John Low

Personal information
- Full name: John Hamilton Low
- Date of birth: 29 October 1874
- Place of birth: Dundee, Scotland
- Position: Wing half

Senior career*
- Years: Team / Apps / (Gls)
- 1895–1899: Dundee / 2 / (0)
- 1899–1900: Brighton United
- 1900–1901: Bolton Wanderers / 1 / (0)
- Total:  / 3 / (0)

= John Low (footballer) =

Scottish footballer

John Hamilton Low (29 October 1874 – ?) was a Scottish footballer who played in the Football League for Bolton Wanderers. He had moved south from Scottish club Dundee with teammate Jock Malloch, but their first club Brighton United had financial difficulties and the two men went their separate ways.

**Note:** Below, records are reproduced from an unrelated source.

PR #1198, opened 2017-10-22
some random improvements

ammagamma:
just some minor changes that I thought were useful when browsing the code base

### DIFF
--- a/core/src/test/java/com/graphhopper/storage/AbstractGraphStorageTester.java
+++ b/core/src/test/java/com/graphhopper/storage/AbstractGraphStorageTester.java
@@ -36,7 +36,7 @@ import static org.junit.Assert.*;
 
 /**
  * Abstract test class to be extended for implementations of the Graph interface. Graphs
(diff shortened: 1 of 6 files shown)


core/src/test/java/com/graphhopper/storage/AbstractGraphStorageTester.java
```diff
@@ -36,7 +36,7 @@
 
 /**
  * Abstract test class to be extended for implementations of the Graph interface. Graphs
- * implementing GraphStorage should extend GraphStorageTest instead.
+ * implementing GraphStorage should extend {@link GraphHopperStorageTest} instead.
```
ammagamma: here is no GraphStorageTest, but even with this change this javadoc seems outdated ?

karussell: I think this is correct with your change. There were some implementations like for neo4j that used this abstract test, but all tests like GraphHopperStorageCHTest should not use it directly

Issue #1157, opened 2017-09-18
Gradle build error when building in android studio


kkalera:
Hi, I wanted to try out the android demo app but I'm getting the following error when building:
```

Information:Gradle tasks [:app:assembleDebug]
Error:Uncaught translation error: com.android.dx.cf.code.SimException: signature-polymorphic method called without --min-sdk-version >= 26
Error:1 error; aborting
Error:Execution failed for task ':app:transformClassesWithDexForDebug'.
> com.android.build.api.transform.TransformException: java.lang.RuntimeException: java.lang.RuntimeException: Unable to pre-dex 'C:\Users\Kalera\.gradle\caches\modules-2\files-2.1\com.graphhopper\graphhopper-core\0.9.0\963667d1bcedee2656b9891aa6069a95e2e7b4cf\graphhopper-core-0.9.0.jar' to 'C:\Users\Kalera\Desktop\graphhopper-master\android\app\build\intermediates\transforms\dex\debug\folders\1000\10\graphhopper-core-0.9.0_1faaa0ecde7189cc3a7428820cb9955817078d04'
Information:BUILD FAILED
Information:Total time: 6.872 secs
Information:3 errors
Information:0 warnings
Information:See complete output in console
```

I have tried switching the version from 0.10-SNAPSHOT to 0.9 but without any luck.
Cleaning and rebuilding the project also do not solve the issue.

karussell:
See this issue comment: https://github.com/graphhopper/graphhopper/issues/1144#issuecomment-324585805

If you know the underlying reason and how to fix this - would love to hear about it.

ChristophKaser:
I also encountered this error and think I have found the cause of it.
Apparently, the newest version of the android build tools do not like the call to MethodHandle.invoke in com.graphhopper.util.Helper#cleanMappedByteBuffer

If I comment out the code depending on Constants.JRE_IS_MINIMUM_JAVA9, I can use the built jar in an android project. If I leave it in, it results in the error above.

I think changing the code to use "old-school" reflection would fix the issue.

karussell:
Interesting! Thanks for the update!

> I think changing the code to use "old-school" reflection would fix the issue.

What do you mean here?

ChristophKaser:
I meant instead of this:
` MethodHandle unmapper = MethodHandles.lookup().findVirtual(unsafeClass, "invokeCleaner",
                                MethodType.methodType(void.class, ByteBuffer.class));`
Using something like this:
[...]

PR #1205, opened 2017-11-01
Android: Gradle 4, Android plugin 3, SDK 27

devemux86:
Android has released new major versions in all tools, so we should advance the sample too.

~But first the PR demonstrates immediately the current failed use of GraphHopper on Android, as described in #1157, if not commenting the mentioned code.~
EDIT: that should be fixed via #1207.


android/build.gradle
```diff
@@ -1,15 +1,17 @@
 // Top-level build file where you can add configuration options common to all sub-projects/modules.
 buildscript {
     repositories {
+        google()
```
karussell: Is this necessary :) ?

devemux86: `google()` is a now the formal repository for Android related libraries, like plugins, support libs, etc. ([here](https://dl.google.com/dl/android/maven2/index.html) are the contents).

devemux86:
> BTW: Does it work with the mmap fix now?

Yes I tested it, all seem working ok again!

karussell:
Cool, thanks!

karussell:
One last comment: would you mind signing the commit? (if not possible yet, no problem & no hurry, we can do this later then)

devemux86:
Signed and force pushed, should be ok now?

karussell:
Cool, thanks!

Issue #384, opened 2015-03-25
Use high precision elevation data


karussell:
Currently we use SRTM or CGIAR both having 90m resolution but a new data set released which has 30m resolution. Still the CGIAR data is not updated and I'm not sure if using 'pure' SRTM is wise. 

BTW: Instead of interpolating via surrounding tiles - maybe we should interpolate while creating an edge with the ele data?

Also it looks it is not yet fully released ... in April 2015 it will release for EU+US and other parts will follow this year.

Data sources:
- http://www2.jpl.nasa.gov/srtm/ -> http://dds.cr.usgs.gov/srtm/version2_1/SRTM30/
- New srtm data [now void filled](https://lpdaac.usgs.gov/nasa_shuttle_radar_topography_mission_srtm_global_1_arc_second_data_released_over_middle_east). See the [SRTM user guide](https://lpdaac.usgs.gov/sites/default/files/public/measures/docs/NASA_SRTM_V3.pdf)
- new and open data set from EU [here](http://www.eea.europa.eu/data-and-maps/data/eu-dem). There seems to be more recent data [here](https://spacedata.copernicus.eu/web/cscda/news/-/asset_publisher/NQThjzBp3dRm/content/copernicus-dem-a-new-digital-elevation-model-for-the-copernicus-programme?_101_INSTANCE_NQThjzBp3dRm_redirect=%2Fweb%2Fcscda%2Fnews).
- new and open data set from [UK](https://environmentagency.blog.gov.uk/2015/09/18/laser-surveys-light-up-open-data/)
- new and open data set from Sweden, license is CC-By (ftp://download-open.lantmateriet.se/GSD-Hojddata%20grid%2050%20plus/nh/Stockholm/Sweref%2099%20TM/geotiff/) but there is an older data set which becomes public in ~2020, see section 2.2. of (ftp://download-open.lantmateriet.se/GSD-Hojddata%20grid%2050%20plus/hdb/Stockholm/Sweref%2099%20TM/ascii-tabell/)
 - http://ned.usgs.gov/faq.html#DATA
 - [OpenDEM](https://opendem.info/)

Interesting tool to merge these different data sets [here](https://gitlab.com/lucadelu/OpenDEM_Generator)

NopMap:
It is not a good idea to use SRTM. The holes and errors in mountainous regions are terrible. Best example is this lake in a valley which has an elevation difference of 400m according to SRTM.
[...]

PR #1217, opened 2017-11-10
Use multiple elevation data sources

boldtrn:
I did some more research about different elevation data sources with the goal to provide elevation data for countries that lie outside of the area covered by SRTM.

During my research I found some global or almost global datasets:
- [Aster Gdem](https://asterweb.jpl.nasa.gov/gdem.asp)
- [ALOS AW3D30](http://www.eorc.jaxa.jp/ALOS/en/aw3d30/)
- [GTOPO30](https://lta.cr.usgs.gov/GTOPO30)
- [GMTED2010](https://lta.cr.usgs.gov/GMTED2010)
- [Viewfinderpanoramas](http://viewfinderpanoramas.org/Coverage%20map%20viewfinderpanoramas_org3.htm)

Aster Gdem and AW3D30 both have the issue that they have big holes of missing data, e.g. see the coverage map of [AW3D30](http://www.eorc.jaxa.jp/ALOS/en/aw3d30/l_map.htm) (you can see that the holes in the SRTM covered area have been filled with SRTM data).

GTOPO30 has a resolution of 30 arc seconds, which translates to a grid of roughly 1*1 km, which is simply too coarse, [as some valleys do not show up in this data](https://pubs.usgs.gov/of/2011/1073/pdf/of2011-1073.pdf).

GMTED2010 has a resolution of 7.5 arc seconds, which is roughly a grid of 250*250 m and is available between latitudes of 84°N and 70°S.

The 3 arc second data of Viewfinderpanoramas is often described as one of the best datasets available. I am still not 100% sure about the license of Viewfinderpanoramas, will need to investigate more.

Therefore, the interesting choices for us would be GMTED2010 or Viewfinderpanoramas. Due to the licensing uncertainty, I started with an implementation using the GMTED2010 elevation data.

As expected the elevation calculation with GMTED for areas covered by SRTM are worse than the CGIAR data, but the data is good enough to produce a rough elevation diagram. If we would further smooth the elevation values, the results could be pretty good.

I added a `MultiSourceElevationProvider` that returns results from different ElevationProviders depending on the requested coordinates. Currently it returns CGIAR data inside of the SRTM covered area and GMTED data outside of the SRTM covered area.

Top GMTED, Bottom CGIAR from [GH maps](https://graphhopper.com/maps/?point=48.549796%2C9.38344&point=48.535164%2C9.407773)
gmtedneuffen
ghneuffen

Top GMTED, Bottom CGIAR from [GH maps](https://graphhopper.com/maps/?point=48.643345%2C9.649944&point=48.585408%2C9.765215)
gmtedauendorf
ghauendorf

Top GMTED, Bottom CGIAR from [GH maps](https://graphhopper.com/maps/?point=47.942337%2C7.867756&point=47.826871%2C7.942429&locale=en-AU&vehicle=car&weighting=fastest&elevation=true&use_miles=false&layer=Omniscale)
gmtedfreiburg
ghfreiburg

Top GMTED, Bottom CGIAR from [GH maps](https://graphhopper.com/maps/?point=48.021391%2C8.885193&point=47.942337%2C8.759365&point=47.927041%2C8.577404&point=47.955444%2C8.4902). This route follows the donau valley, with the more coarse elevation data, it happened more often that a small part of a road ended up "on top of a hill", you can see the spikes, but they appear for the CGIAR data as well as the GMTED data. The spikes look bad, but are only ~40-50m (see the heights on the left, the route itself is quite flat).
gmteddonau
ghdonau

A routing accross the SRTM borders. Top GMTED, Mid [GH maps](https://graphhopper.com/maps/?point=59.391975%2C13.540649&point=60.683939%2C13.705444), Bottom the MultiSourceElevationProvider.
gmtedsweden
ghsweden
multisweden

Also a short route with the [Multi Source Provider](https://graphhopper.com/maps/?point=59.965666%2C13.970146&point=59.999759%2C13.953323&point=60.022668%2C13.905945), showing the switch of resolution. The slider has been moved to the position where the data switches. The left side has a lot more details (CGIAR), the right side is more coarse (GMTED):
multiswitch

Overall I really like the multiple source approach. At this point I cannot see any disadvantage compared to our current approach, but it offers the benefit of adding elevation data outside of the SRTM covered area. Using the same approach we could also add high precision elevation data, that is often only available for smaller areas, also see #384.


core/src/main/java/com/graphhopper/GraphHopper.java
```diff
@@ -576,10 +576,15 @@ public GraphHopper init(CmdArgs args) {
...
             tmpProvider = cgiarProvider;
+        } else if (eleProviderStr.equalsIgnoreCase("gmted")) {
+            tmpProvider = new GMTEDProvider();
+        } else if (eleProviderStr.equalsIgnoreCase("multi")) {
+            tmpProvider = new MultiSourceElevationProvider();
         }
 
         tmpProvider.setCalcMean(eleCalcMean);
-        tmpProvider.setCacheDir(new File(cacheDirStr));
+        if (!cacheDirStr.isEmpty())
```
boldtrn: Currently the default cacheDir was "" (the project root) and not "/tmp/[provider-name]". I changed that, but I am not sure if this might create issues for users of non unix systems?

core/src/main/java/com/graphhopper/reader/dem/CGIARProvider.java
```diff
@@ -80,84 +66,31 @@ public static void main(String[] args) {
 
         // 337.0
         System.out.println(provider.getEle(49.949784, 11.57517));
-        // 453.0
+        // 466.0
```
boldtrn: These values seem to have changed, maybe the CGIAR data changed over time, maybe there was a CGIAR update? This happens for me with the current master as well, so it wasn't introduced by a change in this PR.

core/src/main/java/com/graphhopper/reader/dem/GMTEDProvider.java
```diff
@@ -0,0 +1,261 @@
...
+                "/tmp/gmted",
+                "GraphHopper GMTEDReader");
+    }
+
+    public static void main(String[] args) {
+        GMTEDProvider provider = new GMTEDProvider();
+
+        System.out.println(provider.getEle(46, -20));
+
+        // 337.0 (339)
```
boldtrn: The first number is the SRTM/CGIAR result for this coordinate, the result of GMTED is in braces.

core/src/main/java/com/graphhopper/reader/dem/HeightTile.java
```diff
@@ -36,21 +36,27 @@
...
+    private final int verticalDegree;
     private final double lowerBound;
-    private final double higherBound;
+    private final double lonHigherBound;
+    private final double latHigherBound;
     private DataAccess heights;
     private boolean calcMean;
 
-    public HeightTile(int minLat, int minLon, int width, double precision, int degree) {
+    public HeightTile(int minLat, int minLon, int width, int height, double precision, int horizontalDegree, int verticalDegree) {
```
boldtrn: The GMTED tifs are not quadratic, the same is true for other elevation sources as well, so it is quite important that we can handle non quadratic files.

karussell:
Wow, cool & thanks!

core/src/main/java/com/graphhopper/GraphHopper.java
karussell: Yeah, we should keep it to project root

karussell: It looks like we use /tmp/cgiar already so `/tmp/<provider-name>` makes sense.

core/src/main/java/com/graphhopper/reader/dem/CGIARProvider.java
```diff
@@ -80,85 +66,33 @@ public static void main(String[] args) {
...
-        return this;
-    }
-
-    @Override
     public double getEle(double lat, double lon) {
-        // no data we can avoid the trouble
-        if (lat > 60 || lat < -60)
+        // Return fast, if there is no data available
+        // See https://www2.jpl.nasa.gov/srtm/faq.html
+        if (lat > 60 || lat < -56)
```
karussell: Nice finding!

core/src/main/java/com/graphhopper/reader/dem/MultiSourceElevationProvider.java
```diff
@@ -0,0 +1,115 @@
...
+        return gmtedProvider.getEle(lat, lon);
+    }
+
+    public CGIARProvider getCgiarProvider() {
+        return cgiarProvider;
+    }
+
+    public GMTEDProvider getGmtedProvider() {
+        return gmtedProvider;
+    }
```
karussell: Do we need those public methods?

core/src/test/java/com/graphhopper/reader/dem/MultiSourceElevationProviderTest.java
```diff
@@ -0,0 +1,63 @@
...
+import java.io.FileNotFoundException;
+import java.io.IOException;
+import java.net.SocketTimeoutException;
+
+import static org.junit.Assert.assertEquals;
+import static org.junit.Assert.assertNotEquals;
+import static org.junit.Assert.assertTrue;
+
+/**
+ * @author Peter Karich
```
karussell: Not 100% correct ;)

core/src/main/java/com/graphhopper/reader/dem/MultiSourceElevationProvider.java
boldtrn: Not necessarily anymore. I first thought it would be handy to change settings for one provider but not the other, but I am not sure if anyone would want to use this?

core/src/test/java/com/graphhopper/reader/dem/MultiSourceElevationProviderTest.java
boldtrn: Woops, sorry :)

core/src/main/java/com/graphhopper/reader/dem/MultiSourceElevationProvider.java
karussell: Let us remove them for now until there is a use case :)

boldtrn:
Ok, I tried to squash this PR after merging in the master, but apparently, the merging information gets lost due to squashing. Now all the changes of the master pollute this PR as well. I can try to create a new PR extracting all the my changes from the change log by hand.

karussell:
Hmmh, not sure what you mean. What are you doing to squash the changes?

My steps would be squash into a single commit, push force into the branch so that it appears here, then we merge it into master.

boldtrn:
> What are you doing to squash the changes?

```
git rebase -i HEAD~n (n=number of commits)
# Then I squash by changing pick to s and update the commit message to make sense.
git push -f origin [branch-name]
```

> My steps would be squash into a single commit, push force into the branch so that it appears here, then we merge it into master.

Yes, this is not possible if you need to merge the master, especially not if there are merge conflicts, because the information about the merge will be lost. Have a look at the changes in this PR, it shows every change made in the master since I created this PR.

I think my mistake was to squash the merge commit as well. But since merging the main.js file is not reasonable, I recreated it after merging. This requires another commit. But I cannot squash this commit, as the important merge information for git seems to get lost.

BTW: These are some of the issues I mentioned in #1208. IMHO there are too many issues with squashing locally.

karussell:
> Yes, this is not possible if you need to merge the master

Yes, if you intend to squash things you should not do this. In those case people rebase the branch to the master, not merging the master into the branch.

Or you do it the lazy 'reset' way: https://makandracards.com/makandra/527-squash-several-git-commits-into-a-single-commit but then you need to recreate the feature branch

> IMHO there are too many issues with squashing locally

They would have the same issues remotely if they'd do it that way so we need to find a simple method that always works...

boldtrn:
> Yes, if you intend to squash things you should not do this.

But doesn't this unnecessarily complicates the whole development process? It should be always possible to update a PR from the master branch. Also what happens with merge conflicts that cannot be solved easily like the main.js file?

> we need to find a simple method that always works...

Yes absolutely.

karussell:
>But doesn't this unnecessarily complicates the whole development process?

You do it via rebase, when I have more time I'll dig into it. But as github has an automated way to do this server side there is a simple method :D

> we need to find a simple method that always works

The reset method in the link above always works btw ...

boldtrn:
> The reset method in the link above always works btw ...

Ok, I can try this method for the next PR then. 

> But as github has an automated way to do this server side there is a simple method :D

I know, and I really like the GitHub way :).

Issue #553, opened 2015-10-30
Exampel for bad bicycle routing in Bad Hindelang (Germany)


bkuisle:
Hi,
I'm very new here an I hope I'm right!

John Hamilton Low (29 October 1874 – ?) was a Scottish footballer who played as a wing half in the English Football League for Bolton Wanderers.

== Career ==
Low began his career in his native Scotland with Dundee, making two appearances over four seasons. In 1899, he moved to England alongside teammate Jock Malloch to join Brighton United of the Southern Football League. However, the club soon suffered from severe financial difficulties and folded in 1900.

Following the collapse of Brighton United, Low joined Bolton Wanderers. He made one appearance in the English Football League First Division during the 1900–01 season before leaving the club.